Task description: Each line below that includes the word "then" is to be reported.

Materials provided:
%%

PR #257, opened 2021-12-16
StMiniMcMaker: use const reference to TString in setters

veprbl:
QA :INFO  - ProcessLine ((StMiniMcMaker *) 0x101ebfc0)->setFileName("rcf12002_1_100evts.root");
    input_line_617:2:46: error: non-const lvalue reference to type 'TString' cannot bind to a value of unrelated type 'const char [24]'
     ((StMiniMcMaker *) 0x101ebfc0)->setFileName("rcf12002_1_100evts.root");
                                                 ^~~~~~~~~~~~~~~~~~~~~~~~~
    .sl73_x8664_gcc485/obj/StRoot/StMiniMcMaker/StMiniMcMaker.h:265:30: note: passing argument to parameter 'val' here
      void  setFileName(TString& val)               { mInFileName = val; }
                                 ^


plexoos (approved):
Makes perfect sense. Thanks!

starsdong (approved):

PR #263, opened 2021-12-20
add four zdcsmd adc plots to Jevp

kehw:
Per Aihong's requests, I added four 2D plots for ZDMSMD ADC plots to trgBuilder. It is also implemented Akio's suggestion to the 1D ADC plots.


kehw:
Jeff has accepted the changes and put it in the run. I am closing this PR.

PR #264, opened 2021-12-20
docker: install the same version of pyparsing as on SDCC

veprbl:
This is not urgent, but our dockerfiles seem to be broken right now as they install an incompatible version (3.x) of pyparsing needed for mgr/agmlParser.py

### DIFF
--- a/docker/Dockerfile.root5
+++ b/docker/Dockerfile.root5
@@ -69,7 +69,7 @@ RUN yum update -q -y \
  && yum clean all
 
 # Install extra python modules used by the STAR software
-RUN pip install pyparsing
+RUN pip install pyparsing==2.2.0
 
 ENV MODULEPATH=/opt/linux-scientific7-x86_64
 
--- a/docker/Dockerfile.root6
+++ b/docker/Dockerfile.root6
@@ -69,7 +69,7 @@ RUN yum update -q -y \
  && yum clean all
 
 # Install extra python modules used by the STAR software
-RUN pip install pyparsing
+RUN pip install pyparsing==2.2.0
 
 ENV MODULEPATH=/opt/linux-scientific7-x86_64
 


plexoos:
How do you see that it is broken?

veprbl:
You could try rebuilding the container. Here is my attempt with CentOS 7.3, but it should be the same on SL 7.9:
https://github.com/veprbl/star-sw/runs/4569985951
```
#16 [base-stage 7/9] RUN pip install pyparsing
#16 0.154 /bin/bash: warning: setlocale: LC_ALL: cannot change locale (en_US.UTF-8)
#16 0.294 sh: warning: setlocale: LC_ALL: cannot change locale (en_US.UTF-8)
#16 0.299 sh: warning: setlocale: LC_ALL: cannot change locale (en_US.UTF-8)
#16 0.374 sh: warning: setlocale: LC_ALL: cannot change locale (en_US.UTF-8)
#16 0.387 Collecting pyparsing
#16 0.766   Downloading https://files.pythonhosted.org/packages/ab/61/1a1613e3dcca483a7aa9d446cb4614e6425eb853b90db131c305bd9674cb/pyparsing-3.0.6.tar.gz (882kB)
#16 1.021     Complete output from command python setup.py egg_info:
#16 1.022     Traceback (most recent call last):
#16 1.022       File "<string>", line 1, in <module>
#16 1.022       File "/tmp/pip-build-Mnetrn/pyparsing/setup.py", line 8, in <module>
#16 1.022         from pyparsing import __version__ as pyparsing_version
#16 1.022       File "pyparsing/__init__.py", line 100
#16 1.022         major: int
#16 1.022              ^
#16 1.022     SyntaxError: invalid syntax
#16 1.022     
#16 1.022     ----------------------------------------
#16 1.029 Command "python setup.py egg_info" failed with error code 1 in /tmp/pip-build-Mnetrn/pyparsing/
#16 1.128 You are using pip version 8.1.2, however version 21.3.1 is available.
#16 1.128 You should consider upgrading via the 'pip install --upgrade pip' command.
#16 ERROR: process "/bin/bash -c pip install pyparsing" did not complete successfully: exit code: 1
```

klendathu2k:
First, a little history...

The pyparsing package was used to implement the ageParser.py code, which reads in the old AgSTAR geometry files (a.k.a. the ".g" files, kept under pams/geometry).  This is the major part of the code which uses pyparsing.   If it were the only place, then I think we could safely retire the pyparsing.py code from usage.  However, there are minor parts of the syntax (dealing with matching agstar internal variables) which are still present in the AgML parsing framework.   So we need to maintain a version of pyparsing in the software stack.

However, I don;t think it matters much which version is used.  I expect things haven't changed enough to impact the places where it is needed.

veprbl:
> However, I don;t think it matters much which version is used. I expect things haven't changed enough to impact the places where it is needed.

Can your code run under python3? If not, then it matters.

veprbl:
Also pinning a specific version improves reproducibility.

klendathu2k:
I have not tested python 3.  When I get a chance, I will try running it.

plexoos (approved):

PR #273, opened 2022-01-05
StBTofCalibMaker: fix variable shadowing

veprbl:
The code in question looks like this:

```c++
    int doPID = 0;
    for(;;) {
       // ...
       Bool_t doPID = kFALSE;
       // ...
       if(!doPID) continue;
       doPID++;
    }
    LOG_INFO << doPID << endm;
```

The doPID variable from the outer scope gets shadowed by the boolean flag variable. That should make it always report 0.

This was found with a following compiler diagnostic:

    .sl79_gcc485/obj/StRoot/StBTofCalibMaker/StBTofCalibMaker.cxx: In member function 'void StBTofCalibMaker::processStEvent()':
    .sl79_gcc485/obj/StRoot/StBTofCalibMaker/StBTofCalibMaker.cxx:1241:14: error: use of an operand of type 'bool' in 'operator++' is forbidden in C++17
     1241 |         doPID++;
          |              ^~
    .sl79_gcc485/obj/StRoot/StBTofCalibMaker/StBTofCalibMaker.cxx: In member function 'void StBTofCalibMaker::processMuDst()':
    .sl79_gcc485/obj/StRoot/StBTofCalibMaker/StBTofCalibMaker.cxx:1496:18: error: use of an operand of type 'bool' in 'operator++' is forbidden in C++17
     1496 |             doPID++;
          |                  ^~

### DIFF
--- a/StRoot/StBTofCalibMaker/StBTofCalibMaker.cxx
+++ b/StRoot/StBTofCalibMaker/StBTofCalibMaker.cxx
@@ -1129,7 +1129,7 @@ void StBTofCalibMaker::processStEvent()
     // keep a few counters:
     int nohitfound(0), ismchit(0),trayoutofbounds(0),notrack(0),
         gnopidtraits(0),gtraitisfalse(0), pidtoffalse(0),calibfailed(0),
-        pgnopidtraits(0), ptraitisfalse(0),tofisset(0), doPID(0);
+        pgnopidtraits(0), ptraitisfalse(0),tofisset(0), num_doPID(0);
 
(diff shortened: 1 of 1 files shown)


fgeurts (approved):
That's a good catch. Recent code updates introduced a counter that had the exact same name as a boolean flag that was used inside a loop. The good news is that this shadowing did not have any detrimental to the calibrations as the counter was only used for logging purposes and the boolean "reset" happened inside the loop for each individual track - as originally intended.

starsdong (approved):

%%

Answer:
The pyparsing package was used to implement the ageParser.py code, which reads in the old AgSTAR geometry files (a.k.a. the ".g" files, kept under pams/geometry).  This is the major part of the code which uses pyparsing.   If it were the only place, then I think we could safely retire the pyparsing.py code from usage.  However, there are minor parts of the syntax (dealing with matching agstar internal variables) which are still present in the AgML parsing framework.   So we need to maintain a version of pyparsing in the software stack.
Can your code run under python3? If not, then it matters.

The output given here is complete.